After building this table, there are three queries to run. The first is a SELECT, which selects every possible task generated by the TaskManager based on the date and frequency. This query is called TaskManagerQryAllOptions, and has the following code:
SELECT TaskManager.ID, Calendar.CalendarDate
FROM TaskManager INNER JOIN Calendar ON
TaskManager.DateDay = Day(Calendar.CalendarDate)
WHERE (TaskManager.Frequency = "Monthly")
OR (TaskManager.Frequency = "Yearly" AND
TaskManager.DateMonth = Month(Calendar.CalendarDate))
OR (TaskManager.Frequency = "Quarterly" AND
(((Month(Calendar.CalendarDate)- TaskManager.DateMonth) Mod 3) = 0));
The bulk of the above is to cover the different options a quarterly Day and Month pair could cover. The next step is another SELECT query, which selects records from the TaskManagerQryAllOptions in which the date is within the required range. This query is called TaskManagerQrySelect.
SELECT TaskManagerQryAllOptions.ID, TaskManager.TaskName,
FROM TaskManagerQryAllOptions INNER JOIN TaskManager
ON TaskManagerQryAllOptions.ID = TaskManager.ID
WHERE (TaskManagerQryAllOptions.CalendarDate > Date()-60)
AND (TaskManagerQryAllOptions.CalendarDate < Date()+370)
AND (TaskManagerQryAllOptions.CalendarDate >= TaskManager.Start)
AND ((TaskManagerQryAllOptions.CalendarDate <= TaskManager.Finish)
OR (TaskManager.Finish Is Null))
ORDER BY TaskManagerQryAllOptions.CalendarDate;
The final query is an INSERT. As we will be using this query frequently, we don't want it to generate duplicates, so we need to filter out already created records.
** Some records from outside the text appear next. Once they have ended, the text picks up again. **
PR #1644, opened 2024-05-20
vm: Support for VM descriptions

mvollmer:
Based on work by @Britz, thanks a lot!

This is also a proving ground for robust and convenient virt-xml invocations. I plan to renovate the rest of domain.js and other files accordingly.

--------------------------------

### Machines: Support for VM descriptions

Cockpit can now show and change the descriptions of virtual machines.

--------------------------------

Details page with description:

image

The description is a `<p>` so that it doesn't get too shouty when people put a lot of text there.

"Edit description" action:

image

"Edit description" dialog:

image

### DIFF
--- a/src/components/vm/vmDetailsPage.jsx
+++ b/src/components/vm/vmDetailsPage.jsx
@@ -75,6 +75,12 @@ export const VmDetailsPage = ({
                 <VmNeedsShutdown vm={vm} />
                 <VmUsesSpice vm={vm} />
             </div>
+            {
+                vm.inactiveXML.description &&
+                    <div className="vm-description">
+                        {vm.inactiveXML.description.split("\n").map((p, i) => <p key={i}>{p}</p>)}
+                    </div>
+            }
         </PageSection>
     );
 
--- a/src/components/vm/vmEditDescriptionDialog.jsx
+++ b/src/components/vm/vmEditDescriptionDialog.jsx
@@ -1,0 +1,82 @@
+/*
+ * This file is part of Cockpit.
+ *
+ * Copyright (C) 2024 Red Hat, Inc.
+ *
+ * Cockpit is free software; you can redistribute it and/or modify it
+ * under the terms of the GNU Lesser General Public License as published by
+ * the Free Software Foundation; either version 2.1 of the License, or
+ * (at your option) any later version.
+ *
+ * Cockpit is distributed in the hope that it will be useful, but
+ * WITHOUT ANY WARRANTY; without even the implied warranty of
+ * MERCHANTABILITY or FITNESS FOR A PARTICULAR PURPOSE. See the GNU
+ * Lesser General Public License for more details.
+ *
+ * You should have received a copy of the GNU Lesser General Public License
+ * along with Cockpit; If not, see <http://www.gnu.org/licenses/>.
+ */
+
+import cockpit from 'cockpit';
+import React, { useState } from 'react';
+import { Button } from "@patternfly/react-core/dist/esm/components/Button";
+import { Form, FormGroup } from "@patternfly/react-core/dist/esm/components/Form";
+import { Modal } from "@patternfly/react-core/dist/esm/components/Modal";
+import { TextArea } from "@patternfly/react-core/dist/esm/components/TextArea";
+
+import { ModalError } from 'cockpit-components-inline-notification.jsx';
+import { useDialogs } from 'dialogs.jsx';
+
+import { isObjectEmpty } from '../../helpers.js';
+import { domainSetDescription } from '../../libvirtApi/domain.js';
+
+const _ = cockpit.gettext;
+
+export const EditDescriptionDialog = ({ vm }) => {
+    const Dialogs = useDialogs();
+    const [description, setDescription] = useState(vm.inactiveXML.description || "");
+    const [error, dialogErrorSet] = useState({});
+
+    async function onSubmit() {
+        try {
+            await domainSetDescription(vm, description);
+            Dialogs.close();
+        } catch (exc) {
+            dialogErrorSet({
+                dialogError: cockpit.format(_("Failed to set description of VM $0"), vm.name),
+                dialogErrorDetail: exc.message
+            });
+        }
+    }
+
+    return (
+        <Modal position="top" variant="small" isOpen onClose={Dialogs.close}
+               title={cockpit.format(_("Edit description of VM $0"), vm.name)}
+               footer={
+                   <>
+                       <Button variant='primary'
+                               id="edit-description-dialog-confirm"
+                               onClick={onSubmit}>
+                           {_("Save")}
+                       </Button>
+                       <Button variant='link' onClick={Dialogs.close}>
+                           {_("Cancel")}
+                       </Button>
+                   </>
+               }>
+            <Form onSubmit={e => {
+                e.preventDefault();
+                onSubmit();
+            }}
+            isHorizontal>
+                {!isObjectEmpty(error) && <ModalError dialogError={error.dialogError} dialogErrorDetail={error.dialogErrorDetail} />}
+                <FormGroup label={_("Description")}
+                           fieldId="edit-description-dialog-description">
+                    <TextArea id='edit-description-dialog-description'
+                               value={description}
+                               onChange={(_, value) => setDescription(value)} />
+                </FormGroup>
+            </Form>
+        </Modal>
+    );
+};
--- a/src/libvirt-xml-parse.js
+++ b/src/libvirt-xml-parse.js
@@ -245,6 +245,8 @@ export function parseDomainDumpxml(connectionName, domXml, objPath) {
     const metadataElem = getSingleOptionalElem(domainElem, "metadata");
 
     const name = domainElem.getElementsByTagName("name")[0].childNodes[0].nodeValue;
+    const uuid = domainElem.getElementsByTagName("uuid")[0].childNodes[0].nodeValue;
+    const description = domainElem.getElementsByTagName("description")[0]?.childNodes[0]?.nodeValue;
     const id = objPath;
     const osType = osTypeElem.childNodes[0].nodeValue;
     const osBoot = parseDumpxmlForOsBoot(osBootElems);
@@ -292,7 +294,9 @@ export function parseDomainDumpxml(connectionName, domXml, objPath) {
 
     return {
         connectionName,
+        uuid,
         name,
+        description,
         id,
         osType,
         osBoot,
--- a/src/libvirtApi/domain.js
+++ b/src/libvirtApi/domain.js
@@ -888,6 +888,33 @@ export function domainSendNMI({
     return call(connectionName, objPath, 'org.libvirt.Domain', 'InjectNMI', [0], { timeout, type: 'u' });
 }
 
+function shlex_quote(str) {
+    // yay, command line apis...
+    return "'" + str.replaceAll("'", "'\"'\"'") + "'";
+}
+
+async function domainSetXML(vm, option, values) {
+    const opts = { err: "message" };
+    if (vm.connectionName === 'system')
+        opts.superuser = 'try';
+
+    // We don't pass the arguments for virt-xml through a shell, but
+    // virt-xml does its own parsing with the Python shlex module. So
+    // we need to do the equivalent of shlex.quote here.
+
+    const args = [];
+    for (const key in values)
+        args.push(shlex_quote(key + '=' + values[key]));
+
+    await cockpit.spawn([
+        'virt-xml', '-c', `qemu:///${vm.connectionName}`, '--' + option, args.join(','), vm.uuid, '--edit'
+    ], opts);
+}
+
+export async function domainSetDescription(vm, description) {
+    await domainSetXML(vm, "metadata", { description });
+}
+
 export function domainSetCpuMode({
     name,
     connectionName,
--- a/test/check-machines-lifecycle
+++ b/test/check-machines-lifecycle
@@ -367,6 +367,27 @@ class TestMachinesLifecycle(machineslib.VirtualMachinesCase):
         b.wait_text("h2.vm-name", "test%")
         b.wait_not_present("#navbar-oops")
 
+    def testEditDescription(self):
+        b = self.browser
+
+        self.createVm("mac", running=False)
+        self.login_and_go("/machines")
+        self.waitPageInit()
+        self.goToVmPage("mac")
+
+        self.performAction("mac", "edit-description")
+
+        # Non-ascii chars, unbalanced quotes, backslash, multiple lines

INSERT INTO Task ( TaskName, TaskDate )
SELECT TaskManagerQrySelect.TaskName, TaskManagerQrySelect.CalendarDate
FROM TaskManagerQrySelect
WHERE Not Exists(
WHERE Task.TaskName = TaskManagerQrySelect.TaskName
AND Task.TaskDate = TaskManagerQrySelect.CalendarDate);
One limitation of this method is that if the date of repetition (e.g. the 15th of each month) is changed, the future records with the wrong day will remain. A solution to this would be to update all the future records with the adjusted date, then run the insert.
One possibility could be to create a table of Months, and a table of Years (prior year, current, and next one). I could run a SELECT query which takes the Day from the TaskManager table, the Month from the Month table, and the Year from the Year table - I imagine that this could somehow create my desired multiple records for a single TaskManager record. Though I'm not sure what the exact SQL would be.